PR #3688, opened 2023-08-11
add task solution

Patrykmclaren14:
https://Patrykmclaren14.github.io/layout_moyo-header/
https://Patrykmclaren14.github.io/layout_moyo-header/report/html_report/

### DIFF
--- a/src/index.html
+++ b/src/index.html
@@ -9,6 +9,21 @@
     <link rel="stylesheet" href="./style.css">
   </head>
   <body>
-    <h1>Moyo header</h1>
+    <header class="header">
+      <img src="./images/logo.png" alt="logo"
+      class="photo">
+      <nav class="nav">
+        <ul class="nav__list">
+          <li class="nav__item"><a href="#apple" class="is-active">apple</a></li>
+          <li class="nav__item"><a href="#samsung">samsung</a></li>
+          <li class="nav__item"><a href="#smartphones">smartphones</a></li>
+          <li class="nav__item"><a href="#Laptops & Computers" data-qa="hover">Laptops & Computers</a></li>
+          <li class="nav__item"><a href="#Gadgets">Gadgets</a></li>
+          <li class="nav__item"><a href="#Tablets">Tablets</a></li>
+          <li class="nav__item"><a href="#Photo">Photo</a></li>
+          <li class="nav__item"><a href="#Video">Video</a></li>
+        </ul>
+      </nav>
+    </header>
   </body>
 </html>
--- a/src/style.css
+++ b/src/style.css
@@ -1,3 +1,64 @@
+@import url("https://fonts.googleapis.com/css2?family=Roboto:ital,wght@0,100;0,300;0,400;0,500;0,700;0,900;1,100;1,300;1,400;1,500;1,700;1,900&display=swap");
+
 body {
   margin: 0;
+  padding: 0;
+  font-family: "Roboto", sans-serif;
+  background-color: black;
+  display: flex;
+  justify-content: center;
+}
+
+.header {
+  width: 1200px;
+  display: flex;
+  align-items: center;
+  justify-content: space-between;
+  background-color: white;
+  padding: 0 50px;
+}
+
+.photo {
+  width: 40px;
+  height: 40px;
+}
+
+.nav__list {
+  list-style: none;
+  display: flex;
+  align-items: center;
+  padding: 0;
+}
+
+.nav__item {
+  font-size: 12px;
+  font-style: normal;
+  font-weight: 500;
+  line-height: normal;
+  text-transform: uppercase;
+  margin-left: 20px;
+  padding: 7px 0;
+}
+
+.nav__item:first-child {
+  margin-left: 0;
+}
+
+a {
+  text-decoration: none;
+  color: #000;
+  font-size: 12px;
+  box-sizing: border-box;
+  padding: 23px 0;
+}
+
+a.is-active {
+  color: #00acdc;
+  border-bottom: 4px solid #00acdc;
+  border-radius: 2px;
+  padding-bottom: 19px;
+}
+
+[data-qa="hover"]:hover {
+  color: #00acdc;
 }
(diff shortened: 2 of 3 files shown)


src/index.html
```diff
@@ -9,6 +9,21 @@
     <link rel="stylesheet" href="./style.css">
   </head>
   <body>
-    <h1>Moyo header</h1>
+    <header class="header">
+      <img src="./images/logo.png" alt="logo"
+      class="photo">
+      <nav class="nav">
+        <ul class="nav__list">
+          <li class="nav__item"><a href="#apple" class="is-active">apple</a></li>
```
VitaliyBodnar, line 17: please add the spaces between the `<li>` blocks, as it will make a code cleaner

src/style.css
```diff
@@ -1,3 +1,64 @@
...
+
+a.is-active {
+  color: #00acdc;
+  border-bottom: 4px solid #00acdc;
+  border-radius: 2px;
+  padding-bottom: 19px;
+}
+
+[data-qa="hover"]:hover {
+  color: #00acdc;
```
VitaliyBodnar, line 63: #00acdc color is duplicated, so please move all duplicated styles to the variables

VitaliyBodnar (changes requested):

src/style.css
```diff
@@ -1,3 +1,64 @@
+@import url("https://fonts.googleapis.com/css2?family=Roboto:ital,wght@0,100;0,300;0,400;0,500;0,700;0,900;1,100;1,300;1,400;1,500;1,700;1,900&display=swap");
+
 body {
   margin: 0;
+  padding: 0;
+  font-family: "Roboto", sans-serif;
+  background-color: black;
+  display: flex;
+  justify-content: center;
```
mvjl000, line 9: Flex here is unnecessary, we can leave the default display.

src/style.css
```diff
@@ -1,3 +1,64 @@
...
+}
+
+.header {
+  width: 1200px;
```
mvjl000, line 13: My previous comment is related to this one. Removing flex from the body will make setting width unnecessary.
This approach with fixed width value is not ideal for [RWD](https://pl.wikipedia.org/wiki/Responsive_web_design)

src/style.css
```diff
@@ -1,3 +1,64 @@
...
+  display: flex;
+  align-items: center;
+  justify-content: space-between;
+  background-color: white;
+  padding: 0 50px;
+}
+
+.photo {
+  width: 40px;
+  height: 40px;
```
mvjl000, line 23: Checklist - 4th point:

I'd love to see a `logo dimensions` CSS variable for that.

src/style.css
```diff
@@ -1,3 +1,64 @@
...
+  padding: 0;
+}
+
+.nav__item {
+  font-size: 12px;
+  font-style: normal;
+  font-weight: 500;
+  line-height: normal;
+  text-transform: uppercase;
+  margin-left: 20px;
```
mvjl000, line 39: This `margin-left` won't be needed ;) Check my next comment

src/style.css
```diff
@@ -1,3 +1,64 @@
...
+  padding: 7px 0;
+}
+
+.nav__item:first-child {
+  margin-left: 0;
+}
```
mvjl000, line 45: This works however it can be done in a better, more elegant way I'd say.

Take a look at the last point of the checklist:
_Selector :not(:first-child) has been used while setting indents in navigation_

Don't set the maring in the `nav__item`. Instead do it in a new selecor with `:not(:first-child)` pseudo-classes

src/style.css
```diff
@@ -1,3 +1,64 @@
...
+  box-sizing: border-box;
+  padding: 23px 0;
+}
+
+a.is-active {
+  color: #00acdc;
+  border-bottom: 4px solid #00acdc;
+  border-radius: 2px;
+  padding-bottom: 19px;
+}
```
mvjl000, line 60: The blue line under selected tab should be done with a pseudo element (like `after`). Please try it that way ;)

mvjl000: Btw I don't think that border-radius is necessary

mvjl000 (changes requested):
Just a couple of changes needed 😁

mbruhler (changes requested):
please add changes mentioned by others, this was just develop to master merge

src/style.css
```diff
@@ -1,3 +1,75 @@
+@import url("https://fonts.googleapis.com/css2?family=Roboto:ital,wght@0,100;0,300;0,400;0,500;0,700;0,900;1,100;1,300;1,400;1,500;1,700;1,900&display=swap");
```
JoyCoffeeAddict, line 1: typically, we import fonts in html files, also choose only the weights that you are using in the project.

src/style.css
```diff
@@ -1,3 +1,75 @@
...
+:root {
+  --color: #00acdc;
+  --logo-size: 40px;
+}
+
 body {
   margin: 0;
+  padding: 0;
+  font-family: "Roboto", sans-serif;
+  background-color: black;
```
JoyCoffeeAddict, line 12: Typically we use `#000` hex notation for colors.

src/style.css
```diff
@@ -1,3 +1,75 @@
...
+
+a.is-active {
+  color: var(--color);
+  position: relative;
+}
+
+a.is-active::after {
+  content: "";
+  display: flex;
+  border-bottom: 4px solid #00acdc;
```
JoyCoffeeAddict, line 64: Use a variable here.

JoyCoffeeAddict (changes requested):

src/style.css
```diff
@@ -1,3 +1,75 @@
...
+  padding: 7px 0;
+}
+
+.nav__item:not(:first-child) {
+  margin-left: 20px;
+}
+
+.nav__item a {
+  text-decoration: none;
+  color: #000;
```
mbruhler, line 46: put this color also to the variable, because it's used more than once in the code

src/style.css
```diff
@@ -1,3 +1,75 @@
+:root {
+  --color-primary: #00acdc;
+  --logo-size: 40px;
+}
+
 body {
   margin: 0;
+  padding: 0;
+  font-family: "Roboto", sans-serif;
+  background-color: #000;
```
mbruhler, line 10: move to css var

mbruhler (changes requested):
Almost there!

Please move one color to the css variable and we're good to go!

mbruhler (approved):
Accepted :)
* * *
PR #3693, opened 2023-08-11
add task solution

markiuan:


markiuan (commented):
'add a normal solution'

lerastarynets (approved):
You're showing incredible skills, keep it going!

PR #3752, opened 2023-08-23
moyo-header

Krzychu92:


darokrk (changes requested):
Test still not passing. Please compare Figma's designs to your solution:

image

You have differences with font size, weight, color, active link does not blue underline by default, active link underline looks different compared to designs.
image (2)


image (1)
---
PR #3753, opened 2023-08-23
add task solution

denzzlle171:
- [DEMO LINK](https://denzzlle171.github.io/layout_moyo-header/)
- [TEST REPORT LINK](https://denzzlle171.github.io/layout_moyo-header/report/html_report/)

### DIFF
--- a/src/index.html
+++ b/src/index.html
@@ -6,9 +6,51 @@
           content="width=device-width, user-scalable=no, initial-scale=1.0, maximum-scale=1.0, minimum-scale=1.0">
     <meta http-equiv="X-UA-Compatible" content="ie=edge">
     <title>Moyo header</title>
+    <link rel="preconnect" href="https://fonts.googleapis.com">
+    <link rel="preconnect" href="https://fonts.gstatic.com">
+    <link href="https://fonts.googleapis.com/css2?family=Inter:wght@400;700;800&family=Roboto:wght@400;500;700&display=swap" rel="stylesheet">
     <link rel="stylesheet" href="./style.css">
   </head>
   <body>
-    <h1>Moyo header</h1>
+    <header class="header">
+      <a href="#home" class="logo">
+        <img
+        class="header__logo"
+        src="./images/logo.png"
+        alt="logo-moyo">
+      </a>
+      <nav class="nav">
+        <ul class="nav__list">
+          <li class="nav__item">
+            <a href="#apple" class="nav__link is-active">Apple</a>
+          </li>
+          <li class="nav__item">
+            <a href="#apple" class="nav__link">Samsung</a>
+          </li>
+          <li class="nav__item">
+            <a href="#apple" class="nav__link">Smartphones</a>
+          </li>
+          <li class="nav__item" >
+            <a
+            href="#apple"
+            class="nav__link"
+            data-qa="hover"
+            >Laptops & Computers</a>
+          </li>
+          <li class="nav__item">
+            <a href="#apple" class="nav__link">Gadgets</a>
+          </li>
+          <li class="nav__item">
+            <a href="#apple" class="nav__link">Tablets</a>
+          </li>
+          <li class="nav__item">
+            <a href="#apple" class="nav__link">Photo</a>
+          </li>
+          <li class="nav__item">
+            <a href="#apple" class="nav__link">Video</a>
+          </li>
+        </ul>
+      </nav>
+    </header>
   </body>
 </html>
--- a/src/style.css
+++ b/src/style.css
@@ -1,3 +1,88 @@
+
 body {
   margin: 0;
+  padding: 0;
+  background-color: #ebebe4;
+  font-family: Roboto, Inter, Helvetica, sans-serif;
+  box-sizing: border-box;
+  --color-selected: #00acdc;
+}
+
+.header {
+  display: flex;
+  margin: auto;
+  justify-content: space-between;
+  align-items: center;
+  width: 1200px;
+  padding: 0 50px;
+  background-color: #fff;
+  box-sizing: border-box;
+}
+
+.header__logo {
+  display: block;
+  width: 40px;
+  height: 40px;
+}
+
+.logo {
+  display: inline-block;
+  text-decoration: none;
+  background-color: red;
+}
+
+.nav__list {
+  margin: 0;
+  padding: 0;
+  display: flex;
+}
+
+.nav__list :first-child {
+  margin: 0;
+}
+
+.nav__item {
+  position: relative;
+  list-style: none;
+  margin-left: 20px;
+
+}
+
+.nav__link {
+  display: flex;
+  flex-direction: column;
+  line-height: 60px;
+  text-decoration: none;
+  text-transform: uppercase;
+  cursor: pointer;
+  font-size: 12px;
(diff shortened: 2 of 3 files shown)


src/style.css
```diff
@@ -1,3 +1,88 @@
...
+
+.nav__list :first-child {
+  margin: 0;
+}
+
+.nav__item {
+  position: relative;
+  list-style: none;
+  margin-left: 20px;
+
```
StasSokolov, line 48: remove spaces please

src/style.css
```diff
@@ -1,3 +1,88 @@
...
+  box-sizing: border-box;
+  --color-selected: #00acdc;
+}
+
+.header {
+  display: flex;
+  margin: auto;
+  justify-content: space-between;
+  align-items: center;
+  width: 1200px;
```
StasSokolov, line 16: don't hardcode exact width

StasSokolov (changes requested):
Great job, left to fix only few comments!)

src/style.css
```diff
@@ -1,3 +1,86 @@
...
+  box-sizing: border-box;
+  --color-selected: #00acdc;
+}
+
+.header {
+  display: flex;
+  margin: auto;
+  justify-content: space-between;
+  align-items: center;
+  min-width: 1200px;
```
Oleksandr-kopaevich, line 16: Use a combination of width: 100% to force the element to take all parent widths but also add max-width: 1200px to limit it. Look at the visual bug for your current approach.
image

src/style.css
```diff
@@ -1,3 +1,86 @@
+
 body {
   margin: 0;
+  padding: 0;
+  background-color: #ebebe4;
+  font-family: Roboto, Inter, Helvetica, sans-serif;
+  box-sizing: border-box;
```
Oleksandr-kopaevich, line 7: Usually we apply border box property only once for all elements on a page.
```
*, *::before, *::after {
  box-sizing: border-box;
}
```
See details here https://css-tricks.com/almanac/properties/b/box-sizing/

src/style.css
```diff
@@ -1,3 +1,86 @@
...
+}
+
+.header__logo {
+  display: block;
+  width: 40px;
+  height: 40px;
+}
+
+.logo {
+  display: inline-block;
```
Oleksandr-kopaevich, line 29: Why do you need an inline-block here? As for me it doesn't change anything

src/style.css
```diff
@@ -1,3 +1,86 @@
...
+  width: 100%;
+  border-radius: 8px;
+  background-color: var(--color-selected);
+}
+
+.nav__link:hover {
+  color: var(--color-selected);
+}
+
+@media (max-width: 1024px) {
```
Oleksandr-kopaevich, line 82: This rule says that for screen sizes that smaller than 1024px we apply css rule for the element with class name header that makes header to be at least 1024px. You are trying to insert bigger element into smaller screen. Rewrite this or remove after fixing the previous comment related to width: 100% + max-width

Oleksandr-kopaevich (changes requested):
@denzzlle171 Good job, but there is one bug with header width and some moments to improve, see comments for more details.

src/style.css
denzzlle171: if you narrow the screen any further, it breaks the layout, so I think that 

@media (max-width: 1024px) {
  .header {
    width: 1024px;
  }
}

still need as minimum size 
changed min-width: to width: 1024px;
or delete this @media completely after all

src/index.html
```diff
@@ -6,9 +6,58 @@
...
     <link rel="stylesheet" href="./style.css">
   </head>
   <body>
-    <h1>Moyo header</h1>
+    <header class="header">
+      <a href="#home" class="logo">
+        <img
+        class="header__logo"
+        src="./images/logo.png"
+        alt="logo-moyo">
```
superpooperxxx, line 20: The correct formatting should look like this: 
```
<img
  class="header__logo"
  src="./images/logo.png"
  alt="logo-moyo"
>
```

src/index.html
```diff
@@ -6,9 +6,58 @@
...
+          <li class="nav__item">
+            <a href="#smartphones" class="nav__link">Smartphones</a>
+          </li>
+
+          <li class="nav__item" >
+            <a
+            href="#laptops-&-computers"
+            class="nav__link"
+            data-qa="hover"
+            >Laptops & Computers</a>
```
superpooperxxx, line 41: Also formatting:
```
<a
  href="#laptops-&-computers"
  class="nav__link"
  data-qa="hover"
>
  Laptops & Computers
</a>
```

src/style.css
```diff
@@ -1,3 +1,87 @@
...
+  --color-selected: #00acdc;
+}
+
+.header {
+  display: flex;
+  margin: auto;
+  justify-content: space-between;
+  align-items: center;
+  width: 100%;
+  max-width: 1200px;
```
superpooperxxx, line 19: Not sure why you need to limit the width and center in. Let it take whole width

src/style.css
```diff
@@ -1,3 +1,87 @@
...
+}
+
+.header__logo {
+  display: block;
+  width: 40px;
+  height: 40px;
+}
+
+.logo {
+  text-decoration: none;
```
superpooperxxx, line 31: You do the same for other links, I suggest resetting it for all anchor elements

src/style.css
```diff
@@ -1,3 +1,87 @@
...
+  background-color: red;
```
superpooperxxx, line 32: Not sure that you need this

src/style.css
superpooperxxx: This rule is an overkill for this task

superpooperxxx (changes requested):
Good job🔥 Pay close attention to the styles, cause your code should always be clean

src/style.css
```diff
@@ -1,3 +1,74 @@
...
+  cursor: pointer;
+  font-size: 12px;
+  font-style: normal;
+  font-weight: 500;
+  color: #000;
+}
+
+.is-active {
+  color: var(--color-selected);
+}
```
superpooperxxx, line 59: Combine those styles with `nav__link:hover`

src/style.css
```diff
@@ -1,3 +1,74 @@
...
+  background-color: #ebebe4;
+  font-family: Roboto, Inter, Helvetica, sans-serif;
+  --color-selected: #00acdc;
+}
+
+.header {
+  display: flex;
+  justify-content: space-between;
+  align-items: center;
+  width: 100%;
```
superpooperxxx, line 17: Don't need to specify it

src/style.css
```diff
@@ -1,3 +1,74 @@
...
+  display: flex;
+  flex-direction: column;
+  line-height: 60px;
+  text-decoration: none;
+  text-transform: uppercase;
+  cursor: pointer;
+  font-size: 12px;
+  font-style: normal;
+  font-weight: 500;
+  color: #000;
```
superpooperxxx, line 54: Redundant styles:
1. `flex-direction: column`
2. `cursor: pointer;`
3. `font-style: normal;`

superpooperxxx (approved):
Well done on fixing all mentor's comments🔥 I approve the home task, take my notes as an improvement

Problem to solve:
Please show every line of the material that contains the string "there".

Answer space:
Almost there!
@denzzlle171 Good job, but there is one bug with header width and some moments to improve, see comments for more details.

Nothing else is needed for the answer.